3. Marszałek Sejmu, w imieniu Sejmu, wniósł o stwierdzenie, że zakwestionowany w skardze konstytucyjnej art. 3921 k.p.c. jest zgodny z Konstytucją.
W uzasadnieniu stanowiska Marszałek Sejmu podnosi, że kasacja w założeniu projektodawców miała i ma być środkiem odwoławczym
szczególnym. Zmiany, jakie nastąpiły w obrębie postępowania kasacyjnego, mają zmierzać do wyposażenia Sądu Najwyższego w uprawnienie,
które pozwoli już na etapie wstępnym odmówić przyjęcia do rozpoznania kasacji, w której obok interesu prywatnego nie będzie
elementów interesu publicznego.
Podzielając stanowisko Prokuratora Generalnego, Marszałek Sejmu stwierdza, że kasacja nie ma charakteru prawa konstytucyjnego.
Jest przewidzianym w ustawie środkiem odwoławczym, którego podstawowym celem jest ochrona interesu publicznego przez zapewnienie
jednolitej wykładni. Kasacji nie można uznać za środek ochrony prawnej praw majątkowych.

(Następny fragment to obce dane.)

PR #232, opened 2025-04-03
Surface visibility fix1

reshadi:
It is better to review the commit separately to understand the final fix.
This PR fixes two bugs in surface_visible event:
- fixes the current surface value for non-interactive surfaces
- handles multiple nested surfaces

image

### DIFF
--- a/packages/hyperion-autologging/src/ALSurfaceVisibilityPublisher.ts
+++ b/packages/hyperion-autologging/src/ALSurfaceVisibilityPublisher.ts
@@ -53,52 +53,110 @@ export type InitOptions = Types.Options<
 export function publish(options: InitOptions): void {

Taką ochronę gwarantuje prawo do
sądu, które w kształcie nadanym mu przez Konstytucję nie obejmuje prawa do kasacji.
Konstytucja gwarantuje dwuinstancyjny tryb postępowania i gdyby nawet ustawodawca nie przewidział kontroli orzeczeń w trzeciej
instancji, to taka regulacja także mieściłaby się w ramach konstytucyjnego modelu prawa do sądu. Dlatego kasacja jest środkiem
odwoławczym, który ustawodawca mógł ukształtować dowolnie.

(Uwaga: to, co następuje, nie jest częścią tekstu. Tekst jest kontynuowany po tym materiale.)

PR #235, opened 2025-04-15
[draft] Updates to VisibilityPublisher to handle Surfaces with delayed rendering of child elements

schwartzmx:
The issue we are trying to solve is if a Surface is initially rendered but it's immediate children are delayed or marked with placeholders,  we may miss initial attachment/finding/observing of viable child elements for detecting visibility changes.
This PR:
- Attaches a mutation observer on mount if no viable children are found,  it looks for additions to immediate child elements and sets up tracking once available
- Optionally (another flag) also detects removal of child nodes and updates tracking,  this is to more accurately track other (probably less common) cases where child elements we are tracking could be dynamically removed.

Added example in test app that can demonstrate the issue,  and also demonstrate the fix.


packages/hyperion-autologging/src/AutoLogging.ts
```diff
@@ -182,7 +182,7 @@ export function init(options: InitOptions): boolean {
   if (options.surfaceVisibilityPublisher) {
     ALSurfaceVisibilityPublisher.publish({
       ...sharedOptions,
-      ...options.surfaceMutationPublisher
+      ...options.surfaceVisibilityPublisher
```
reshadi, line 185: oops!

packages/hyperion-autologging/src/ALSurfaceVisibilityPublisher.ts
```diff
@@ -127,21 +135,123 @@ export function publish(options: InitOptions): void {
...
+      for (let i = 0; i < roots.length; ++i) {
+        const root = roots[i];
+        observer.observe(root);
+        observedRoots.set(root, surfaceData);
+        surfaceDataRoots.set(surfaceData, root);
+      }
+    } else if (enableDynamicChildTracking) {
+      // Special case: no viable children to observe, so observe the root element itself
+      // and set up a mutation observer to watch for child additions
+      observer.observe(element);
```
reshadi, line 150: this won't do much since element itself does not have any visible content

packages/hyperion-autologging/src/ALSurfaceVisibilityPublisher.ts
```diff
@@ -127,21 +135,123 @@ export function publish(options: InitOptions): void {
...
+              // Disconnect the mutation observer as we no longer need it
+              mutationObserver.disconnect();
+              mutationObservers.delete(element);
+            }
+          }
+        }
+      });
+
+      // Start observing for child additions
+      mutationObserver.observe(element, { childList: true });
```
reshadi, line 227: The logic of mutation observer is fixed for all elements. so we should not create new one every time. We just need one (no need for `mutationObservers`) and just decide what to `observe` or `unobserve` an element's mutations. 

I think if the subtree added one after another, you might get only of mutation event with a long nodeList, correct?
In that case, you need find the highest node in the tree and use that as the sub-tree root.
So, you need to map nodes to surfaceData, then for all nodes under a surface, find the node that contains all others ones in the list, then add that one as the root.

packages/hyperion-autologging/src/ALSurfaceVisibilityPublisher.ts
```diff
@@ -127,21 +135,123 @@ export function publish(options: InitOptions): void {
...
+                  }
+                }
+              }
+            }
+            // If we are tracking removal,  we need to keep the observer around,  which could be potentially expensive
+            if (hasViableChild && !enableDynamicChildTrackingForRemoval) {
+              // Disconnect the mutation observer as we no longer need it
+              mutationObserver.disconnect();
+              mutationObservers.delete(element);
+            }
```
reshadi, line 221: If we go with a logic of have one observer and just add/remove nodes to it, do we still need to have separate flags for removal?
I think actually for correctness, we should always removal and do cleanup. 
I wonder in the cases that we do find a root element, what happens if that root element is removed. Is that a leak for us?

packages/hyperion-autologging/src/ALSurfaceVisibilityPublisher.ts
schwartzmx: Ah yes good catch,  I knew I need to add to observedRoots to get the surfacedata correct when events ultimately get emitted.  Will remove.

packages/hyperion-autologging/src/ALSurfaceVisibilityPublisher.ts
schwartzmx: The concern was leaving resources lying around with just accounting for the delayed `added` case,  but given your other feedback I will take a look at using one mutation observer.

If we need to track removal too we have to keep monitoring the element's childlist and can't clean it up like this block is doing.

packages/hyperion-autologging/src/ALSurfaceVisibilityPublisher.ts
schwartzmx: Let me think on how I can make it a single one,  right now there are variables scoped into the mutation observer callback,  such as the root element,  `surfaceData` and the current `observer`.

reshadi: Oh, I didn't realize it is not turning on subtree monitoring. That's actually better.
In that case, you can simplify the logic and just say, whenever the child node is added, repeat the logic of a) loop and recurse to find a suitable node, if not, b) add another mutation observer?

Basically, recursively only look at the immediate children until you find something.

packages/hyperion-autologging/src/ALSurfaceVisibilityPublisher.ts
reshadi: Once something is added or removed, you should cleanup the observation. Also, when something is unmounted, you should do that. 
You can think of handling these well, and cleanup separately.
Also, I'm not sure if creating too many observers itself is cheaper or any better.

schwartzmx:
@reshadi could you review the latest changes if you have a chance?

packages/hyperion-autologging/src/ALSurfaceVisibilityPublisher.ts
```diff
@@ -119,29 +124,137 @@ export function publish(options: InitOptions): void {
...
+      surfaceData,
+    )
+    observedRoots.set(element, surfaceData);
+    surfaceDataRoots.set(surfaceData, element);
+  }
+
+  function untrackElement(observer: IntersectionObserver, element: Element, surfaceData: ALSurfaceData): void {
+    observer.unobserve(element);
+    observedRoots.delete(element, surfaceData);
+    surfaceDataRoots.delete(surfaceData, element);
```
reshadi, line 149: I think you should also remove the virtual property values, for example setting them as null.

packages/hyperion-autologging/src/ALSurfaceVisibilityPublisher.ts
```diff
@@ -119,29 +124,137 @@ export function publish(options: InitOptions): void {
...
+  }
+
+  // Handle an element by either observing its suitable children or setting up a mutation observer
+  function handleElementWithChildren(
+    observer: IntersectionObserver,
+    element: Element,
+    surfaceData: ALSurfaceData
+  ): void {
```
reshadi, line 157: add `mutationObserver` as nullable as param here, see below

packages/hyperion-autologging/src/ALSurfaceVisibilityPublisher.ts
```diff
@@ -119,29 +124,137 @@ export function publish(options: InitOptions): void {
...
+              // Found suitable children, observe them
+              for (let i = 0; i < roots.length; ++i) {
+                trackElement(observer, roots[i], surfaceData);
+                break; // Only need to observe one viable child
+              }
+            } else {
+              // Still no suitable children, track the parent again
+              // Which will check for observable roots again, and attach a mutation observer if needed
+              trackElement(observer, element, surfaceData);
+            }
```
reshadi, line 206: call `handleElementWithChildren` but pass null for `mutationObserver`. This way, we ensure the same logic is applied all the time.

reshadi (approved):
Overall looks good. just a few cleanup work.

packages/hyperion-autologging/src/ALSurfaceVisibilityPublisher.ts
schwartzmx: I remember adding this `break;` in this block though which handleElementWithChildren doesn't include,  which was important I believe otherwise it would emit duplicate events.

Will have to retest it again,  it has been a bit but I believe that was needed

packages/hyperion-autologging/src/ALSurfaceVisibilityPublisher.ts
```diff
@@ -119,29 +124,151 @@ export function publish(options: InitOptions): void {
...
+      }
+    });
+  }
+
+  // Handle an element by either observing its suitable children or setting up a mutation observer
+  function handleElementWithChildren(
+    observer: IntersectionObserver,
+    element: Element,
+    surfaceData: ALSurfaceData,
+    mutObserver: MutationObserver | null = mutationObserver,
```
reshadi, line 210: I only see two call sites to this function, and none of them pass any `mutObserver`. Did I miss something here?

schwartzmx: Yes I had started to apply your suggestion but noted that `break;` above.  Let me clean this up.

W stosunku do zarzutu naruszenia art. 32 ust. 1 Konstytucji przez zakwestionowany przepis, Marszałek Sejmu – odwołując się
do orzecznictwa Trybunału Konstytucyjnego i ustalonego w nim rozumienia zasady równości – stwierdza, że w tym zakresie skargę
konstytucyjną należy uznać za bezzasadną.
Trybunał Konstytucyjny zważył, co następuje:
1. Skarżący zarzuca, że oparta na przepisie art. 3921 § 1 k.p.c. odmowa prawa do wniesienia kasacji w sprawie o ustalenie wstąpienia w stosunek najmu narusza jego prawa wynikające
z art. 64 ust. 2 Konstytucji, przez to, że wprowadza zróżnicowanie ochrony praw majątkowych i z art. 32 ust. 1 Konstytucji,
przez to, że wprowadza nierówne traktowanie osób wobec prawa. W praktyce zarzucana nierówność sprowadza się do tego, że osoba
starająca się o ustalenie wstąpienia w stosunek najmu drogiego mieszkania, z wysoką stawką czynszu, ma zapewnioną możliwość
złożenia kasacji, natomiast osoba starająca się o wstąpienie w stosunek najmu taniego mieszkania, z niskim czynszem, jest
tej ochrony pozbawiona.
2. Na tle powyższych zarzutów oraz stanowiska przedstawionego w sprawie przez Prokuratora Generalnego rodzi się pytanie, czy
skarga konstytucyjna spełnia konstytucyjne i ustawowe wymogi formalne, determinujące dopuszczalność jej merytorycznego rozpoznania.
Rozważenie tej kwestii w tym miejscu jest uzasadnione, ponieważ w toku całego postępowania przed Trybunałem Konstytucyjnym,
aż do wydania wyroku w sprawie, Trybunał jest zobowiązany do badania, czy nie zachodzą ujemne przesłanki procesowe uzasadniające
umorzenie postępowania (por. postanowienie TK z 20 grudnia 2000 r., sygn. SK 14/99, OTK ZU nr 8/2000, poz. 306, s. 1512).
W niniejszej sprawie rozważenie tego zagadnienia jest uzasadnione również ze względu na wcześniejsze stanowisko Trybunału
Konstytucyjnego w sprawie podstaw skargi konstytucyjnej.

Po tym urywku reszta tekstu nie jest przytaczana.